I raised an important point about language in yesterday’s blog (the topic of which I promised never to mention again). In it I raised the issue of “potential words” and linked it to my article on “How Many Words are in English?”

InfinityAs I say in the article, this question really doesn’t make sense for several reasons but the main reason is that not all words are real things. Let’s compare the question to the question, “How many sentences are there in English?” No one asks that question because we create sentences “on the fly”, as they say in geekish, so that there is no way to count them. Moreover, sentences are composed of words which may be rearranged in near infinite ways.

Sentences may contain an infinite number of subordinate clauses:

This is the maiden all forlorn, that milked the cow with the crumpled horn, that tossed the dog, that worried the cat, that killed the rat, that ate the malt, that lay in the house that Jack built.

This sentence continues for four more verses where it ends perfectly arbitrarily for it could go on forever.

Now, words comprise morphemes, parts of words with meaning: amuse is a morpheme. -Ing is a morpheme that may be attached to amuse, giving amusing. Un- may be attached to that word, giving unamusing, an adjective from which the adverb unamusingly may be derived.
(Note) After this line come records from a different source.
PR #112, opened 2016-06-29
Close #110 : Add the resolution (e.g. dx, dz) to the FieldMetaInformation object

### LINKED ISSUE #110: Add the resolution (e.g. dx, dz) to the FieldMetaInformation object
It would be good if the user can extract the resolution easily.

soerenjalas:
As discussed in #110, the grid resolution can be queried with this PR via `FieldMetaInformation.dz`.


RemiLehe:
Great! Thanks a lot!

PR #113, opened 2016-06-29
Close #103: positionOffset: int32 and untiSI

### LINKED ISSUE #103: positionOffset: int32 and untiSI

RemiLehe:
Close #103 This attempts to fix the above mentioned issues with PIConGPU files. 
@ax3l : Could you check that it does fix the issue by testing it one of the files that was raising the error you reported?

Thanks!

### DIFF
--- a/opmd_viewer/openpmd_timeseries/data_reader/utilities.py
+++ b/opmd_viewer/openpmd_timeseries/data_reader/utilities.py
@@ -89,7 +89,7 @@ def get_data(dset, i_slice=None, pos_slice=None):
         elif pos_slice == 2:
             data = dset[:, :, i_slice]
 
-    # Scale by the conversion factor
+    # Convert to float and scale by the conversion factor
     if data.dtype != np.float64:
         data = data.astype(np.float64)
     if dset.attrs['unitSI'] != 1.0:
--- a/opmd_viewer/openpmd_timeseries/data_reader/utilities.py
+++ b/opmd_viewer/openpmd_timeseries/data_reader/utilities.py
@@ -90,6 +90,8 @@ def get_data(dset, i_slice=None, pos_slice=None):
             data = dset[:, :, i_slice]
 
     # Scale by the conversion factor
+    if data.dtype != np.float64:
+        data = data.astype(np.float64)
     if dset.attrs['unitSI'] != 1.0:
         data *= dset.attrs['unitSI']
 


RemiLehe:
Ready for merging! (The previous error in the automated tests was simply due to a transient OSX failure on TravisCI)

ax3l:
sorry for the delay! I tested this branch and it works like a charm! thank you! :sparkles:

Issue #115, opened 2016-07-01
Add fit to get_main_frequency 


soerenjalas:
Currently the method `get_main_frequency` in `LpaDiagnostics` simply searches for the maximum in the FFT. This produces quite unusable data when studying e.g. the redshift of the pulse in plasma. As you can see below the value changes quite unsteadily.
![freq](https://cloud.githubusercontent.com/assets/10922951/16520241/28fd918c-3f8f-11e6-8219-75fdb9840e94.png)

I think by fitting the spectrum one could probably get better results as more data is taken into account.
The question is if a Gaussian fit is sufficient for this purpose as the pulse can change quite violently or people might use exotic pulses. I can work out a PR so we could test if this method gives better results. @RemiLehe any thoughts on this?

RemiLehe:
OK, I see your point. I think fitting a Gaussian is fine, since for a Gaussian laser the spectrum is indeed a Gaussian (at least before significant pulse evolution). As for the other methods, it would be good to give the user the possibility to still use the maximum of the spectrum if they wish.

soerenjalas:
Closed in #116

PR #116, opened 2016-07-05
Add option to calculate central laser frequency by Gaussian fitting

soerenjalas:
As proposed in #115, I added the option to use a Gaussian fit ( love scipy.optimize! 😊) in the `get_main_frequency` method. The user has now the option to use the old method where only the frequency with the highest intensity in the spectrum is returned or use the new method by giving the option `method='max'` or `method='fit'`.

I compared the two cases with some LWFA simulation data I had (pulse from experiment, so spectrum not necessarily Gaussian):
#### With `method='max'`

It seems that the new method creates a little more compatible data, when looking at the pulse evolution. However, I noticed that the fit seems to be quite sensitive to the start value of the width of the Gaussian.
When I used the standard deviation of the spectrum the fit always resulted in really slim peaks around the maximum of the spectrum and gave the same result as the `method='max'` version. Now I use the width of the full spectrum as a start value and it seems to give good results.

All in all I think we should test this on a few more cases before adding it to a release version just to see if it behaves properly in all cases.

### DIFF
--- a/opmd_viewer/addons/pic/lpa_diagnostics.py
+++ b/opmd_viewer/addons/pic/lpa_diagnostics.py
@@ -515,7 +515,7 @@ class LpaDiagnostics( OpenPMDTimeSeries ):
             # Guess start values for fit
             f0 = omega0
             fmax = np.amax( spectrum )
-            fsigma = wstd(spectrum, info.omega)
+            fsigma = info.omegamax - info.omegamin
             params, _ = curve_fit( gaussian_profile, info.omega,
                                    spectrum, p0=[f0, fmax, fsigma])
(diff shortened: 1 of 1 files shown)


RemiLehe:
Agreed. I'll try to use it whenever I have the occasion. 
Also, would you like me merge this with `dev` or should we wait for it to be tested on a number of different cases?

soerenjalas:
Actually I don't really expect problems with the fit, I just wanted to have this said in case there are any problems. I think you can merge if you don't have any objections.

RemiLehe:
Ok, thanks. I'm okay with the code :) This will be very useful!

PR #117, opened 2016-07-07
Added `plot` option to LpaDiagnostics methods

soerenjalas:
To make the user experience a little more consistent I added `plot=True/False` options to all the methods in `LpaDiagnostics` where it makes sense. Also to make it consistent with the main API I added a title with the current iteration and time to the `get_spectrum` plot.

### DIFF
--- a/opmd_viewer/addons/pic/lpa_diagnostics.py
+++ b/opmd_viewer/addons/pic/lpa_diagnostics.py
@@ -92,7 +92,7 @@ class LpaDiagnostics( OpenPMDTimeSeries ):
         return( mean_gamma, std_gamma )
 
     def get_sigma_gamma_slice(self, dz, t=None, iteration=None, species=None,
-                              select=None):
+                              select=None, plot=False, **kw):
         """
         Calculate the standard deviation of gamma for particles in z-slices of
         width dz
@@ -119,6 +119,12 @@ class LpaDiagnostics( OpenPMDTimeSeries ):
             'x' : [-4., 10.]   (Particles having x between -4 and 10 microns)
             'z' : [0, 100] (Particles having x between 0 and 100 microns)
 
+        plot : bool, optional
+           Whether to plot the requested quantity
+
+        **kw : dict, otional
+           Additional options to be passed to matplotlib's `plot` method
+
         Returns
         -------
         A tuple of arrays:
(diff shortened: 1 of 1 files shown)


RemiLehe:
Sorry for taking so long before finally having some time to review this.
I like the pull request very much: this will be very useful. 
I have a few corrections (see comments), but once they are implemented, the PR is good to be merged :)

opmd_viewer/addons/pic/lpa_diagnostics.py
```diff
@@ -422,6 +446,24 @@ def get_laser_envelope( self, t=None, iteration=None, pol=None, m='all',
         if index != 'all':
             info.restrict_to_1Daxis( info.axes[1] )
 
+        # Plot the result if needed
+        if plot:
+            iteration = self.iterations[ self.current_i ]
+            time_fs = 1.e15 * self.t[ self.current_i ]
+            if index != 'all':
+                plt.plot( info.z, envelope, **kw)
+                plt.ylabel('$E_%s \;(V/m)$' % pol,
```
RemiLehe: Actually, info.z is in SI (meters in this case). So, I would use `1.e6*info.z` here, since the labels indicate microns.

opmd_viewer/addons/pic/lpa_diagnostics.py
```diff
@@ -422,6 +446,24 @@ def get_laser_envelope( self, t=None, iteration=None, pol=None, m='all',
...
+                           fontsize=self.plotter.fontsize)
+            else:
+                plt.imshow( envelope, extent=info.imshow_extent,
```
RemiLehe: Similarly, `info.imshow_extent` is also in SI. Please use `1.e6*info.imshow_extent`.

Btw, Sorry for these inconsistencies in openPMD-viewer: some quantities are in microns and some other are in SI. My aim is to uniformize all of this in the future.

opmd_viewer/addons/pic/lpa_diagnostics.py
```diff
@@ -92,7 +92,7 @@ def get_mean_gamma( self, t=None, iteration=None, species=None,
         return( mean_gamma, std_gamma )
 
     def get_sigma_gamma_slice(self, dz, t=None, iteration=None, species=None,
-                              select=None):
+                              select=None, plot=False, **kw):
         """
         Calculate the standard deviation of gamma for particles in z-slices of
         width dz
```
RemiLehe: This is somewhat unrelated, but could you add, in the docstring, that `dz` should be passed in microns? When testing, I mistakenly tried to pass it in meters (i.e. `dz=1.e-6`) and the function just hung (too many bins).

soerenjalas:
Sorry for the delay, but I implemented your suggestions. If you don't see anything else you can go ahead and merge.

RemiLehe:
Thanks for implementing the changes !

From unamusingly we don’t seem to have any where to go, so infinitely long words seem impossible in English. English is a language with a dearth of affixes (prefixes and suffixes)—only about 36, most of which are seldom used. Eskimo languages, however, have somewhere in the neighborhood of 200 affixes and words in those languages get very long.

Even in affix-poor English, there are word constructions that suggest infinite extension. Let’s start with nation from which we can derive an adjective national. Now there is a verbal suffix -ize which attaches to any word ending on -al. Guess how you get a noun from verbs on -ize: right, the suffix -ation, which puts us right back where we were with nation, doesn’t it? So why not nationalizational, setting us up for nationalizationalize, a process which could go on forever.

But, I hear you whining, these words don’t mean anything! In fact, they do. The problem is—well, there are two problems. The first is that once we get past nationalizational we don’t have anything in real life for all the other derivations to refer to. But that isn’t English’s fault; the fact remains, this derivation could go on forever if its outputs were necessary. In fact, I’m not sure what the sentence in “This is the House that Jack Built” refers to, either.

The reason is the second problem: the human brain. The human brain can process only a limited amount of information in one chunk, whether that chunk be a sentence or word. We can process longer sentences better than long words, apparently, but Eskimoes process words as long as English sentences, so that may be simply a matter of practice.

The biggest reason no one can ever answer the question, “How many words are there in English”, is because most grammatically possible words in English are potential, created when needed on the fly by using the rules of lexical grammar. Even if we could spell out all those rules (and I know most of them) and could predict their output, it would not help because certain combinations of rules, as we saw above, create an infinite number of infinitely long words.

To me this aspect of English is far, far more surprising, fascinating, intriguing than a hard number for the English vocabulary. I don’t know why anyone would even be curious as to what such a number would be. I am infinitely uninterested in it.